## Prompt
Your answer is to be every line of the material that includes the string "Thanks".

## Record set

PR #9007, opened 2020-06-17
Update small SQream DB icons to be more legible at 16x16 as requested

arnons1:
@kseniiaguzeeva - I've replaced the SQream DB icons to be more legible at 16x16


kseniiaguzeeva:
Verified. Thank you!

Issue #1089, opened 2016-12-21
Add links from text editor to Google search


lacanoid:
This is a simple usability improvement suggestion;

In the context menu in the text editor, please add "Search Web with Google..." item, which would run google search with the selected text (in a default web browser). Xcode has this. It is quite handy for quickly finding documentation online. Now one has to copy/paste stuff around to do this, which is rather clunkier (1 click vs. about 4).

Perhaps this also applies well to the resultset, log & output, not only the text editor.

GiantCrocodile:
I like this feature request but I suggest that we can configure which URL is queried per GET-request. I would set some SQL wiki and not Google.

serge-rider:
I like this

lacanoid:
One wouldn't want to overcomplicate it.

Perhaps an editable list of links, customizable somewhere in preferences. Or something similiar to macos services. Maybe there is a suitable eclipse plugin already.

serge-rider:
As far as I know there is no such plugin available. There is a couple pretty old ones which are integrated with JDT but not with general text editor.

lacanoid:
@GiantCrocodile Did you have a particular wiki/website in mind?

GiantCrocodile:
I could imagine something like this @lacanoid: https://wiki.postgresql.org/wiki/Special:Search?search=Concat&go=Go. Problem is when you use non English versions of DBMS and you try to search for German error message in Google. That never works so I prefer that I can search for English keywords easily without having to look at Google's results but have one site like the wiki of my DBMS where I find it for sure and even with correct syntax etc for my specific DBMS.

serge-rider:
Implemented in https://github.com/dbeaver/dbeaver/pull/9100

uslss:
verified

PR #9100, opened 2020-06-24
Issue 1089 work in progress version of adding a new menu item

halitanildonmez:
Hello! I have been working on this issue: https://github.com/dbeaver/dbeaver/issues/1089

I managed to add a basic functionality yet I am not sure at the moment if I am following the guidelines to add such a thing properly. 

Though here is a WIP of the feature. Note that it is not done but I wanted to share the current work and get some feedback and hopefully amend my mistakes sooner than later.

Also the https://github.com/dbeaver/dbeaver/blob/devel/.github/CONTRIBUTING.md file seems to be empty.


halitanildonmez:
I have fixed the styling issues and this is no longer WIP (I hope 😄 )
...
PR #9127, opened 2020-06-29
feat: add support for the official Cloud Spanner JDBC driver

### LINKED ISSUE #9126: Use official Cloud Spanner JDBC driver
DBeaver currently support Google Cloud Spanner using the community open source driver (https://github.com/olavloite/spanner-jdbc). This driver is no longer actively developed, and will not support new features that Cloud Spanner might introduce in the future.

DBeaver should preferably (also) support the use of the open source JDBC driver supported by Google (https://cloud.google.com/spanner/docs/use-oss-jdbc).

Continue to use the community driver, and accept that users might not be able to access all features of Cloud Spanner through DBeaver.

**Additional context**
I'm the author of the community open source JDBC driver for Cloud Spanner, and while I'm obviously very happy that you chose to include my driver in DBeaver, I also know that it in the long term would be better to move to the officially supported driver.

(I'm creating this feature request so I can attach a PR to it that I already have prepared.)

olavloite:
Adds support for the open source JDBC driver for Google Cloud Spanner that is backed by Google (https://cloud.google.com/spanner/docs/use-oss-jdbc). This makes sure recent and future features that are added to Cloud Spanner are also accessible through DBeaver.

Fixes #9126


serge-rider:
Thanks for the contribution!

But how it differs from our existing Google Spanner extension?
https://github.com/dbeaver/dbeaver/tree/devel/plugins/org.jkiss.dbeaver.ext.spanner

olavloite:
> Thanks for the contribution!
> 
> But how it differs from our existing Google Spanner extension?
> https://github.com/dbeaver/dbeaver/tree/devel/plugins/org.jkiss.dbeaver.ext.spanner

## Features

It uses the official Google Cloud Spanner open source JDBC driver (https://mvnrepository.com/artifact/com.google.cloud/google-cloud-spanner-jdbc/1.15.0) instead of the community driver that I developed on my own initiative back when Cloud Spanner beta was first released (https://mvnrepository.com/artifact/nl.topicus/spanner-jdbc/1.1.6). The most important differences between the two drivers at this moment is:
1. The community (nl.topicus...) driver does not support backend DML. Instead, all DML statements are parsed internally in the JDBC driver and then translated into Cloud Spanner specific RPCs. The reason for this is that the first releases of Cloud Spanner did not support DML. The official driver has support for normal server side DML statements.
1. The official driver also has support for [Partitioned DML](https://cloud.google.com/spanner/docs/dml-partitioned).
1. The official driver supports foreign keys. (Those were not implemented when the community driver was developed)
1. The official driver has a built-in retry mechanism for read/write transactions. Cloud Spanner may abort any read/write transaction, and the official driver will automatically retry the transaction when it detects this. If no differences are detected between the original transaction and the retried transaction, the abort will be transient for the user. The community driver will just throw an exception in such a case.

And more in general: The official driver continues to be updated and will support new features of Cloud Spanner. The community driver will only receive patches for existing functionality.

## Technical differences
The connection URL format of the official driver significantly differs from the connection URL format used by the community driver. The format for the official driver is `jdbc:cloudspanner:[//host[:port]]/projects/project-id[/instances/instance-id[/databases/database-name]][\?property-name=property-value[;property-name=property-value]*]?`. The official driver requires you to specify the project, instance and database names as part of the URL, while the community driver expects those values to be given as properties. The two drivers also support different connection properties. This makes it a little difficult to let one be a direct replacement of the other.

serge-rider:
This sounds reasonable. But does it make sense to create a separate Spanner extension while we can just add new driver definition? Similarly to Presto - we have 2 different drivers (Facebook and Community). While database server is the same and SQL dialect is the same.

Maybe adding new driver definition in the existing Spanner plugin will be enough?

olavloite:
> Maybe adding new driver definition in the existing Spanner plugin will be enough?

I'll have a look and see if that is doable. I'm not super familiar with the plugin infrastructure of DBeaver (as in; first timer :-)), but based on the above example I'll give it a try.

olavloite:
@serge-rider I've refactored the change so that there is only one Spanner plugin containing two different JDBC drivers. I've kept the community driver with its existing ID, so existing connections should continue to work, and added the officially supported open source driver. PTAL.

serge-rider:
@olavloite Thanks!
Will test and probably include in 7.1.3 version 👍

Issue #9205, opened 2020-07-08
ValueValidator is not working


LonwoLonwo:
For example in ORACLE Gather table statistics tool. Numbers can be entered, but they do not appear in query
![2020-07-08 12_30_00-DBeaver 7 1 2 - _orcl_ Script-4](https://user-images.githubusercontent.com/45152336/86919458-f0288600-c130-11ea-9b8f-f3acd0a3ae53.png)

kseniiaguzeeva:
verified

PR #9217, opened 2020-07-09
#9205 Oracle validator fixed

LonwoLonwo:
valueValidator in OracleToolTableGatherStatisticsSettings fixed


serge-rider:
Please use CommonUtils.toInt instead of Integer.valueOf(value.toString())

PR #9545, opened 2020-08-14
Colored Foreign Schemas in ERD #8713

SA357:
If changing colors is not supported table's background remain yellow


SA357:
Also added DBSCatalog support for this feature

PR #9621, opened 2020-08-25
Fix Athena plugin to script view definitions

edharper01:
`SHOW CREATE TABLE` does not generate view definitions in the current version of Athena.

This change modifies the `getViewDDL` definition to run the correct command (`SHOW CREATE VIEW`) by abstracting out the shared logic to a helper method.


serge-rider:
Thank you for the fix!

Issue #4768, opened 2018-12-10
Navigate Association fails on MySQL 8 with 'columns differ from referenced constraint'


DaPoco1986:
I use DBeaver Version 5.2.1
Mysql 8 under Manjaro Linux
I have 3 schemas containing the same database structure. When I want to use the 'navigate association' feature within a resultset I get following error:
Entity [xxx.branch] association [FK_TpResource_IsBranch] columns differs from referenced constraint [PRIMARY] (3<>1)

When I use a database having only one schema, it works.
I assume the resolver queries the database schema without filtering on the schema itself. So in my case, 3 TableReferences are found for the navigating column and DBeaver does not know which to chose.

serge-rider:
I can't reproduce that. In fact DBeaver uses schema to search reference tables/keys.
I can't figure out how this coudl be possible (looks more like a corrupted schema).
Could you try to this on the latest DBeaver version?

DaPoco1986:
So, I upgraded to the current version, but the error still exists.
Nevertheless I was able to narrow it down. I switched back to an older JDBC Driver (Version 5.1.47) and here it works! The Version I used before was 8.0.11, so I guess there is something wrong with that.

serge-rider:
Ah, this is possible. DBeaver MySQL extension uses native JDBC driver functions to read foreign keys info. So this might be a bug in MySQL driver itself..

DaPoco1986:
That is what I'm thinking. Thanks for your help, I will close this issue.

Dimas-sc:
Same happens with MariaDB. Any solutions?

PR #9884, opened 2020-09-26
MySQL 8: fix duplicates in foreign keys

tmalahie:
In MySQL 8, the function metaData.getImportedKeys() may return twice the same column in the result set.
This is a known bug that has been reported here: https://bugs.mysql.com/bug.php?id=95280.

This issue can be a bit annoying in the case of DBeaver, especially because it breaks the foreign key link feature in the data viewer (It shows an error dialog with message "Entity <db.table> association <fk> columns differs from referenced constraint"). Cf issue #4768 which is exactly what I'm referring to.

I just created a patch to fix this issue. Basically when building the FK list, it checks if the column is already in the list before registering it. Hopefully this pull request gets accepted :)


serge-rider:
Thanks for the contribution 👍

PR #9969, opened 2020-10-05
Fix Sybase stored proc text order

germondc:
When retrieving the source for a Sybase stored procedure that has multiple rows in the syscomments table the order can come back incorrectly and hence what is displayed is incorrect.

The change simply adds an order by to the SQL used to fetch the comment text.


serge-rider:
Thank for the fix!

## Exercise response
Thanks for the contribution!
> Thanks for the contribution!
@olavloite Thanks!
That is what I'm thinking. Thanks for your help, I will close this issue.
Thanks for the contribution 👍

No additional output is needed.